We do care about physical attacks

We are thinking about using Oak for IOT, and in this case attackers are certainly in the room with Oak devices. There are a ton of new attacks to consider here, and this piece of text will not address all of them. But it is still useful to think about the easiest and most obvious attacks (e.g., that can be carried out by attackers that do not have specialized equipment like focused ion beams and are also not going to infiltrate the fabrication facility where your hardware was constructed).

Encrypting data on disk does stop the most obvious physical attack.

The second easiest physical attack is to have a malicious DRAM device. Clearly we need memory encryption.

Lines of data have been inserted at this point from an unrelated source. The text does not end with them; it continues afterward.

PR #113, opened 2021-12-06
Shiv1/op fusion3

shivsundram:
## **Task Fusion PR guide**
**This PR implements:**
1. Task Fusion in the Legate Core 
    i. Fusibility determination and creation of the fused ops, done in the python code (see `/core/runtime.py`)
    ii. Issuing of a Fused task's sub-operations, currently done in cunumeric c++ code, but this file/task will be moved to the core
    iii. An interface for accessing each registered Legate Tasks' function pointer, used for efficiently launching a fused task's sup-tasks
2. Basic constant optimization
   i. eliminate  issuing of expensive `convert` tasks for static/constant scalars (ie there's no need to defer execution of this type conversion, when the underlying Future's value is a constant embedded in the code)
3. Some changes to the benchmarks
    i. re-organization of the synchronizations in black_scholes. Instead checking the calls and puts!=NaN at the end of every benchmarking run, we check this only after all benchmarking runs have concluded.
    ii. A new 27-pt stencil benchmark. For demonstrating how fusion boosts perf even though it theoretically decreases task-level parallelism
4. TO_REMOVE: A C++ utility API for serializing a Legate Task, for issuing a legate task from another legate task - this will be removed from this PR, so feel free to ignore this code for now

**Required for merge (_ie TODO)_:**
-Move Fused_Task from cunumeric to the core
-Add OpenMP Support (ie create a `fused_op_template`file shared by CPU,OpenMP, and GPU codes, similar to `binary_op`)
-General cleanup (mostly  the `schedule` function in `core/runtime`)

## **Overview of Optimizations** 

**Task Fusion**
Given a window of buffered Legate tasks, fusion finds sub-windows of operations that can each be aggregated into a single launch/fused operation. In other words, given a 100% fusable window of N tasks, the runtime would normally issue O(N) meta/utility tasks (mapping calls, scheduling etc) for this window,  whereas the fused operation  would only require O(1) such meta-tasks, thus reducing overhead. There are currently four constraints dictating op fusability:

**Fusability Constraints**
**1 Fusable Operations:** Only a certain subset of Legate tasks are fusable (eg unary, binary, ternary ops)
**2 Producer-Consumer:** In the same fused op, one cannot write to one store representing an underlying buffer/regionfield, and then read from a different store representing the same underlying buffer/regionfield. This prevents the existence of invalid combinations of aliased partitions in a fused operation (eg the reads, adds, and mults in an in-place stencil are fusable, but not the write/update of the buffer at the end of the stencil iteration)
**3 Launch Shape equivalence:** All sub-operations in a fused task must have the same launch shape.
**4 Projection Functor equivalence:** If a store is used by mutliple sub-ops in a fused task, every subop's functor for indexing into that store must be equivalent. 

All constraints live in `core/runtime`. Each constraint's `apply` function is used to apply the constraint to a window of ops. This, by Dec 8, will be replaced with a new set of functions which apply constraints more efficiently (most of these are already in the PR and currently called apply2, but will just be called `apply` eventually)

_Currently, Constraint 4 is the most expensive to run, and it doesn't seem to ever trigger._  It is in the PR currently, but may warrant elimination if I can formally prove it is unnecessary. 

**Constant Optimization**
Currently implemented in cunumeric/array.py, when issuing binary_ops. Instead of creating a `convert` operation to convert a known scalar constant (eg from fp64 to tp32), we simply create the scalar in place and eliminate the need for said operation. Not only does this enable larger levels of fusion (as `convert` is not a fusable op), but the operation in itself provides large performance boosts. Note this only triggers when the constant is a `DeferredArray` (not Eager, as this  optimization actually slows down ops using EagerArrays )

## **Performance:**
Depending on input sizes and GPU counts (1-16 currently tested) and GPU type(Pascal, Volta currently tested), we see 
~1.6-2.x speedup for black scholes 
~1.6-2x speedup for 27pt stencil
~1.15-2x speedup for Logistic Regression
~1.15 speedup for Jacobi Iteration
No statistically significant speedup for conjugate gradient (between 1.0x-1.05x)

The maximum `window_size` in both the fused and unfused baseline (ie nv-legate reference) is set to 50 in these tests. Speedup is even higher when the baseline uses a window_size of 1 (current setting in reference), but the fused code still uses n=50 (current setting in PR)

## **Testing**
Currently running (have been testing as I go). Have not seen a single instance where fused and unfused generate different outputs. 

## **Known Issues:**
1. In 1 benchmark ( conjugate gradient, only noticed on Lassen, not Sapling), we see <0.5% performance degradation with fusion turned on. This is likely not statistically significant, but if concerning I can design an additional constraint to prevent fusion here. Very little gets fused in this example, so the overhead of making the fused op becomes more tangible (specifically the few fused ops are all O(n), and the unfusable ops are all O(n^2))
2. I have seen one instance where a fused task hangs, specifically  on a >=4 node count on Lassen for logistic regression (for smaller node counts it works fine). On my branch this happens with fusion turned off as well, and is likely due to one of the smaller changes I made outside the fusion code. I'm investigating. Worth noting that with the given problem size, the reference implementation actually generates "inf" floating point values.


install.py
```diff
@@ -1,4 +1,5 @@
 #!/usr/bin/env python
+#/home/shiv1/pypy/pypy3.8-v7.3.7-linux64/bin/python3.8
```
shivsundram, line 2: Todo(shiv): Remove 
(I tried running the legate core with pypy, this didn't end up working)

install.py
```diff
@@ -125,6 +126,7 @@ def git_clone(repo_dir, url, branch=None, tag=None, commit=None):
         verbose_check_call(
             ["git", "submodule", "update", "--init"], cwd=repo_dir
         )
+        git_reset(repo_dir, commit)
```
shivsundram, line 129: Todo: all changes to this file will be reverted to what's in nv-legate

legate/core/launcher.py
```diff
@@ -600,6 +605,12 @@ def add_output(self, store, proj, tag=0, flags=0):
             self._outputs, store, proj, Permission.WRITE, tag, flags
         )
 
+    # currently this is adding to outputs but we can have a seperate "temps" array in the core
+    def add_temp(self, store, proj, tag=0, flags=0):
+        self.add_store(
+            self._outputs, store, proj, Permission.WRITE, tag, flags
+        )
+
```
shivsundram, line 613: todo: remove
I was thinking of adding a notion of a 'temporary' that could be re-used. Didn't end up getting to this

legate/core/legion.py
```diff
@@ -5043,7 +5050,7 @@ def pack_dtype(self, dtype):
     def get_string(self):
         if self.string is None or self.arglen != len(self.args):
             fmtstr = "".join(self.fmt)
-            assert len(fmtstr) == len(self.args) + 1
+            #assert len(fmtstr) == len(self.args) + 1
```
shivsundram, line 5053: This assertion is being removed for performance reasons. The new method `pack_32bit_int_arr` above is a much faster way of packing a set of 32 bit ints (rather than appending them individually), but it breaks the invariant that `len(fmtstr) == len(self.args) + 1`

legate/core/operation.py
```diff
@@ -150,6 +161,7 @@ def execute(self):
 
     def get_tag(self, strategy, part):
         if strategy.is_key_part(part):
+            return 0
```
shivsundram, line 164: This one is interesting. When creating a fused operation, if one of the stores has  a partition with tag=0, but another reference to the the same store w/ the same partition has tag=1 in the same fused op, the runtime will  complain that these 2 partitions are aliased, even though theoretically nothing is wrong. I will likely change this to to ignore tags when coalescing within a fused o[

legate/core/operation.py
```diff
@@ -195,14 +209,29 @@ def add_dtype_arg(self, dtype):
...
+            launcher.add_fusion_metadata(self._is_fused, self._fusion_metadata)
+        if  self._is_fused: #fused ops re-use encapsulated unfused partitions
+            input_parts = self._unfused_input_parts
+            output_parts = self._unfused_output_parts
+            reduction_parts = self._unfused_reduction_parts
+        else:
+            input_parts = self._input_parts
+            output_parts = self._output_parts
+            reduction_parts = self._reduction_parts
+
```
shivsundram, line 229: There's two way of generating the set of partitions for a fused op:
-1 is to create the fused op, then repartition all the stores of the fused op (even though they were already partitioned in there unfused form)
-The other way is to build a `superstrategy` of all the individual 'unfused' partitions
The second is much cheaper (partitioning_stores twice has significant/tangible overhead) and is what is currently used in the code

legate/core/solver.py
```diff
@@ -290,15 +296,18 @@ def cost(unknown):
             if isinstance(prev_part, NoPartition):
                 partition = prev_part
             else:
-                partition = store.compute_key_partition(restrictions)
+                if store._key_partition is not None:
+                    partition=store._key_partition
+                else:
+                    partition = store.compute_key_partition(restrictions)
```
shivsundram, line 302: remove me (I guess)

legate/core/store.py
```diff
@@ -533,8 +534,28 @@ def storage(self):
...
+            if True:
+                import pdb; pdb.set_trace()
+                start = self
+                while start._storage is None and start._parent:
+                    start=start._parent
+                if start._storage:
+                    self._storage = start._storage
+                else:
+                    self._runtime._launch_outstanding()
+            """
```
shivsundram, line 558: todo: remove me

legate/core/store.py
```diff
@@ -908,3 +930,55 @@ def find_or_create_partition(self, functor):
         part = converted.construct(self.storage.region, complete=complete)
         self._partitions[functor] = (part, proj)
         return part, proj
+
+
```
shivsundram, line 934: This class contains all the metadata required for creating the fused op, and extracting the subops from the fused op within the Legate FusedTask. 
All input/output/reduction stores are organized into an array, and prefix sums/offsets are generated, which can be used to index into a particular sub-ops subset of stores

src/core/data/store.h
```diff
@@ -329,8 +340,29 @@ class Store {
   bool readable_{false};
   bool writable_{false};
   bool reducible_{false};
+
+ friend class MakeshiftSerializer;
 };
 
+//containts prefix sums for a sub-op
+//to index into its own data
```
shivsundram, line 348: any vector with the `starts` suffix refers to a prefix sum array. 
ie for sub-task "i" of the fused task, its input stores are located in: `context.inputs[i]:context.inputs[i+1]`

src/core/runtime/runtime.cc
```diff
@@ -32,6 +32,13 @@ Logger log_legate("legate");
 
 // This is the unique string name for our library which can be used
 // from both C++ and Python to generate IDs
+
+using LegateVariantImpl = void (*)(TaskContext&);
+/*static */ std::vector<std::pair<int64_t, LegateVariantImpl> > Core::opIDs = *(new std::vector<std::pair<int64_t, LegateVariantImpl> >());
+/*static */ std::vector<std::pair<int64_t, LegateVariantImpl> > Core::gpuOpIDs = *(new std::vector<std::pair<int64_t, LegateVariantImpl> >());
+/*static */ std::unordered_map<long, LegateVariantImpl> Core::cpuDescriptors = *(new std::unordered_map<long, LegateVariantImpl>());
+/*static */ std::unordered_map<long, LegateVariantImpl> Core::gpuDescriptors = *(new std::unordered_map<long, LegateVariantImpl>());
+
```
shivsundram, line 41: these arrays store function pointers to the registered Legate tasks. 
An openMP analogue will be added before merge

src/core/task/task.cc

Memory encryption is still not enough because attackers can still gain information from the memory access pattern. Oblivious RAM may be the answer. It's expensive, but if I recall correctly Path ORAM is a significant advancement in terms of cost (there is also related work that builds on this, I also do not know this space extremely well).

The Network Covert Channel

Addressing this network covert channel will also be important for the case where Oak is a distributed system. Having dummy transactions is probably the start to one good way of addressing this problem.

However, I don't think fixing the number of dummy transactions to a call gate (a function coupled with a security label at which the function executes) will help. The node can still modulate secrets by deciding whether or not it uses the call gate.

Here is an attempt at a solution:

• (*) The set of write handles a node has is fixed at creation time.
• When a node does a send call, the message is instead pushed to a buffer of outgoing messages.
• For each node n, at a fixed time interval T, the oak runtime:
  • reads the pending message buffer
  • constructs a message for all of the write handles (Wi) the node has:
    • the real message if there is an outgoing message for (Wi)
    • a dummy if not
• At fixed time T+ (s.t. T+ > T):
  • send all the messages constructed in the last step.

From the perspective of nodes that are not receiving messages, the outgoing network traffic looks the same.

*As a slight variation to help with bootstrapping: nodes could have a sealed/unsealed bit. Unsealed: write channels can be added, messages cannot be sent. Can be sealed Sealed: write channels can no longer be added. messages can be sent as above. Can not be unsealed.